Para evitar possíveis reclamações, foi a Sílvia quem reservou alojamento em Hong Kong. E reservou muito bem: no Lucky Hotel, a 25 Euros por noite.
Na véspera de viajar para Hong Kong, recebemos um e-mail um pouco estranho avisando para termos cuidado e não sermos desviados para algum outro hotel. O mais estranho era que o "mapa" enviado não indicava o nome do nosso hotel e dizia-nos para irmos para o 15º andar da torre C, apesar de a morada que tínhamos anotado ao fazer a reserva ser no 12º andar.
Chegámos a Kowloon pelas 23h30. A cidade estava acordadíssima, com gente por todo o lado como se fossem 6 da tarde. Estávamos com fome e decidimos comer alguma coisa antes de procurar o Lucky Hotel. Enquanto procurávamos onde comer, fomos assediados por algumas pessoas (com aparência e sotaque do Sul da Ásia ou Médio Oriente) que nos queriam arranjar alojamento (numa área que não tinha excelente aspecto, já na rua do Lucky Hotel).

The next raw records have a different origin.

PR #328, opened 2026-03-16
feat(reputation): add dedicated reputation MCP tools (closes #304)

### LINKED ISSUE #304: Add MCP tools for Reputation
## Summary

The [aibtcdev/skills reputation skill](https://github.com/aibtcdev/skills/tree/main/reputation) provides ERC-8004 on-chain agent reputation management — submitting and revoking feedback, appending responses, approving clients, and querying reputation summaries, feedback entries, and client lists via the reputation-registry contract.

The MCP server has `erc8004.tools.ts` which covers identity registration and some reputation tools, but a full dedicated reputation skill with the complete feedback lifecycle is missing from the MCP layer.

## Skill Reference

- Skill directory: [`aibtcdev/skills/reputation/`](https://github.com/aibtcdev/skills/tree/main/reputation)
- Entry: `reputation/reputation.ts`
- Read subcommands: `get-summary | read-feedback | read-all-feedback | get-clients | get-feedback-count | get-approved-limit | get-last-index`
- Write subcommands: `give-feedback | revoke-feedback | append-response | approve-client`
- Requires: wallet (write ops only)

## MCP Tools to Create

Create a new file `src/tools/reputation.tools.ts` and register it in `src/index.ts`. Suggested tools:

| Tool name | Description |
|-----------|-------------|
| `reputation_get_summary` | Get aggregated reputation score for an agent address |
| `reputation_read_feedback` | Read a specific feedback entry by index |
| `reputation_read_all_feedback` | Read all feedback entries for an agent |
| `reputation_get_clients` | List approved client addresses for an agent |
| `reputation_get_feedback_count` | Get total number of feedback entries |
| `reputation_give_feedback` | Submit feedback for an agent (requires wallet) |
| `reputation_revoke_feedback` | Revoke previously submitted feedback (requires wallet) |
| `reputation_append_response` | Append a response to received feedback (requires wallet) |
| `reputation_approve_client` | Approve a client address (requires wallet) |

## Template

Follow [`src/tools/erc8004.tools.ts`](https://github.com/aibtcdev/aibtc-mcp-server/blob/main/src/tools/erc8004.tools.ts) as the closest existing template — it already handles the identity/reputation contract pattern. Use `call_read_only_function` for reads and `callContract` for writes.

## Acceptance Criteria

- [ ] `src/tools/reputation.tools.ts` exists with at minimum get-summary, read-all-feedback, and give-feedback
- [ ] All tools registered in `src/index.ts`
- [ ] Read tools require no wallet; write tools check wallet state and require unlock
- [ ] `npm run build` passes

tfireubs-ui:
## Summary

Adds 11 dedicated MCP tools for ERC-8004 on-chain agent reputation management, closing issue #304.

**New file:** `src/tools/reputation.tools.ts`
**Extended:** `src/services/erc8004.service.ts` (7 new service methods)
**Updated:** `src/tools/index.ts` (import + registration)

### Read tools (no wallet required)
- `reputation_get_summary` — aggregated reputation score for an agent
- `reputation_read_feedback` — specific feedback entry by agent ID + index
- `reputation_read_all_feedback` — paginated all-feedback with tag filtering and revoked toggle
- `reputation_get_clients` — paginated list of clients who gave feedback
- `reputation_get_feedback_count` — total feedback count for an agent
- `reputation_get_approved_limit` — approved feedback index limit for a client
- `reputation_get_last_index` — last feedback index for a client

### Write tools (wallet required)
- `reputation_give_feedback` — submit feedback (value, decimals, tags, URI, hash)
- `reputation_revoke_feedback` — revoke own feedback by index
- `reputation_append_response` — append a response to received feedback
- `reputation_approve_client` — approve a client with index limit

## Implementation

All tools delegate to `Erc8004Service`. The service was extended with the missing methods (`readAllFeedback`, `getClients`, `getApprovedLimit`, `getLastIndex`, `revokeFeedback`, `appendResponse`, `approveClient`) following the same patterns as the existing identity/reputation methods.

Read tools use `getCallerAddress()` (prefers active wallet session address, falls back to network boot address). Write tools call `getActiveAccount()` and return a clear error when the wallet is locked.

Helper functions (`normalizeHex`, `getCallerAddress`, `DEFAULT_CALLER`) are copied from `erc8004.tools.ts` to keep the new file self-contained.

## Test plan
- [x] `npm run build` passes (tsc no errors)
- [ ] Read tools callable without wallet unlock
- [ ] Write tools return clear error when wallet locked
- [ ] `reputation_give_feedback` produces a valid txid on testnet

### DIFF
--- a/src/services/erc8004.service.ts
+++ b/src/services/erc8004.service.ts
@@ -42,7 +42,12 @@ export interface ReputationSummary {
 
 export interface FeedbackEntry {
   client: string;
-  value: number;
+  /**
+   * Raw feedback value as returned by the contract (integer, may be string from JSON parse).
+   * A value of 0 / "0" signals revocation — the contract zeros out a revoked entry rather
+   * than removing it, so callers should treat value === 0 as "revoked".
+   */
+  value: number | string;
   valueDecimals: number;
   wadValue: string;
   tag1: string;
@@ -379,7 +384,11 @@ export class Erc8004Service {
   }
 
   /**
-   * Read all feedback for an agent with optional tag filtering and pagination
+   * Read all feedback for an agent with optional tag filtering and pagination.
+   *
+   * NOTE: This method issues one RPC call per feedback entry (N+1 pattern).
+   * For agents with large feedback sets this can be slow. Use the cursor/pagination
+   * parameters to limit the number of entries fetched per call.
    */
   async readAllFeedback(
     agentId: number,
@@ -402,9 +411,9 @@ export class Erc8004Service {
       const fb = await this.getFeedback(agentId, i, callerAddress);
       if (!fb) continue;
 
-      // Check revoked (value === 0 with empty tags could indicate revocation,
-      // but we rely on a separate flag field; if absent treat non-null as active)
-      const revoked = (fb as FeedbackEntry & { revoked?: boolean }).revoked ?? false;
+      // Revocation is signaled by value === 0 (zeroed-out feedback entry).
+      // The contract does not delete revoked entries; it sets their value to zero.
+      const revoked = fb.value === "0" || fb.value === 0 || BigInt(fb.value ?? 0) === 0n;
       if (!includeRevoked && revoked) continue;
 
       if (tag1 && fb.tag1 !== tag1) continue;
@@ -456,13 +465,16 @@ export class Erc8004Service {
   }
 
   /**
-   * Get the approved feedback limit for a specific client
+   * Get the approved feedback limit for a specific client.
+   *
+   * Returns `null` when the client has no approval record (contract returned none/not-okay).
+   * Throws on network/RPC errors so callers can distinguish "not approved" from "call failed".
    */
   async getApprovedLimit(
     agentId: number,
     client: string,
     callerAddress: string
-  ): Promise<number> {
+  ): Promise<number | null> {
     const result = await this.hiro.callReadOnlyFunction(
       this.contracts.reputationRegistry,
       "get-approved-limit",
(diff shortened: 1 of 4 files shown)


arc0btc (dismissed):
Adds 11 MCP tools covering the full ERC-8004 feedback lifecycle — good scope and clean read/write split. The service extension follows the existing patterns well, and the wallet-required vs. no-wallet-required separation is clearly communicated in tool descriptions.

**What works well:**
- Consistent error handling pattern with `createErrorResponse` wrapping across all 11 tools
- Tool descriptions clearly state wallet requirements and parameter semantics
- `readAllFeedback` pagination logic is correct — `nextCursor` properly signals `undefined` when the full range is exhausted vs. PAGE_SIZE limit hit
- Service method signatures match the existing `callReadOnlyFunction` / `callContract` pattern throughout

---

**[blocking] Revocation detection in `readAllFeedback` always returns `false`** (`src/services/erc8004.service.ts`)

The revoked check casts to a non-existent field:

```typescript
const revoked = (fb as FeedbackEntry & { revoked?: boolean }).revoked ?? false;
```

`FeedbackEntry` has no `revoked` property — it defines `client`, `value`, `valueDecimals`, `wadValue`, `tag1`, `tag2`, `timestamp`. The cast compiles but the field is always `undefined`, so `revoked` is always `false`. Passing `includeRevoked: false` never filters anything.

This needs to reflect how the contract actually signals revocation. If the registry returns a `revoked` flag in the raw response, it should be mapped in `getFeedback` and typed in `FeedbackEntry`. If revocation is signaled by `value === 0`, the check should be explicit about that. The current code gives callers a false sense of revocation filtering.

---

**[suggestion] Extract shared helpers instead of copying** (`src/tools/reputation.tools.ts:10-30`)

`normalizeHex`, `getCallerAddress`, and `DEFAULT_CALLER` are noted in the PR as "copied from `erc8004.tools.ts`". Two copies means two places to fix when the contract ABI or network boot addresses change. This pattern has bitten us before — a fix in one copy silently leaves the other stale.

Consider extracting to `src/utils/erc8004-helpers.ts` (or wherever the existing utils live) and importing from both files. Even a small shared module beats two copies.

---

**[suggestion] Tag length not enforced** (`src/tools/reputation.tools.ts`, `reputation_give_feedback`)

The PR description says tags are "max 64 chars" but the schema doesn't validate:

```typescript
tag1: z.string().optional()
tag2: z.string().optional()
```

A contract call with an oversized tag will fail at the Clarity level with a confusing error. Enforce at the MCP layer:

```suggestion
tag1: z.string().max(64).optional().describe("Optional tag 1 (max 64 chars)"),
tag2: z.string().max(64).optional().describe("Optional tag 2 (max 64 chars)"),
```

---

**[suggestion] Validate client address format** (`reputation_append_response`, `reputation_approve_client`)

`client: z.string()` accepts anything. An invalid Stacks address will fail deep in the contract call with an opaque error. A lightweight guard catches obvious mistakes earlier:

```suggestion
client: z.string().regex(/^S[PT][0-9A-Z]{38,39}$/).describe("Stacks address of the client"),
```

(Stacks addresses start with `SP` on mainnet, `ST` on testnet, followed by base58-like characters.)

---

**[question] `getApprovedLimit` / `getLastIndex` return `0` for both "never set" and RPC failure**

Both methods return `0` when `!result.okay` and also when the contract returns a zero/null value. A consumer can't tell whether the agent was never approved or the network call failed. Consider returning `null` for "not found" and throwing for actual errors — the pattern used elsewhere in the service (`getFeedback` returns `null` for missing entries) is cleaner.

---

**Operational note:** We use ERC-8004 reputation data in the arc-web dashboard — the `reputation_get_summary` and `reputation_read_all_feedback` tools directly support that use case. One caution: `readAllFeedback` makes one RPC call per feedback entry (N+1 pattern). For agents with many feedback entries this will be slow. Worth noting in the tool description or adding a comment in the service method so it's on the radar.

whoabuddy (approved):
All blocking issues have been fixed: revocation detection now correctly checks value === 0, shared helpers extracted to src/utils/erc8004-helpers.ts and imported in both erc8004.tools.ts and reputation.tools.ts. Code is clean and ready to merge.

Um dos mais insistentes, ao ver-se ignorado, despediu-se com a maldição: "Vocês vão voltar! Não vão encontrar alojamento noutro lugar!"
Já passava da meia-noite quando, alimentados e prontos a ir dormir, fomos ver do Lucky Hotel. Rapidamente concluímos que a maldição do chato se ia cumprir: não tínhamos reparado, mas o Lucky Hotel era exactamente no prédio onde ele nos queria alugar um quarto: as Chunking Mansions. (Mas não o vimos e ele não nos deve ter visto, se não com certeza que viria rir-se um pouco de nós.)
Como percebemos surpreendidos na manhã seguinte, durante o dia a entrada do prédio nem tem muito mau aspecto.
Mas à noite, quase todas as lojas fechadas com portões metálicos enferrujados, luzes fracas, espaços quase desertos, um par de mulheres alugando desinibidamente as suas curvas... a entrada e os corredores do prédio ficam com um aspecto bastante... clandestino.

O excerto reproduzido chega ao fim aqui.